--- WHAT YOU ARE ASKED TO DO ---
Copy the records below exactly as they appear.

START DATA RECORDS

PR #4350, opened 2017-03-01
Fix map.isMoving for drag-pan/rotate

mourner:
Just something I noticed and fixed while hacking on custom GL layers. Continuation of #3941. Another way to do this would be to call `dragPan/Rotate.isActive()` in `map.isMoving()` implementation, but I think this way is clearer.

Note that we currently don't cover interaction handlers with unit tests so no changes on this front.

cc @stepankuzmin


stepankuzmin:
Great!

END DATA RECORDS

--- REPLY TO THE EXERCISE ---
PR #4350, opened 2017-03-01
Fix map.isMoving for drag-pan/rotate

mourner:
Just something I noticed and fixed while hacking on custom GL layers. Continuation of #3941. Another way to do this would be to call `dragPan/Rotate.isActive()` in `map.isMoving()` implementation, but I think this way is clearer.

Note that we currently don't cover interaction handlers with unit tests so no changes on this front.

cc @stepankuzmin


stepankuzmin:
Great!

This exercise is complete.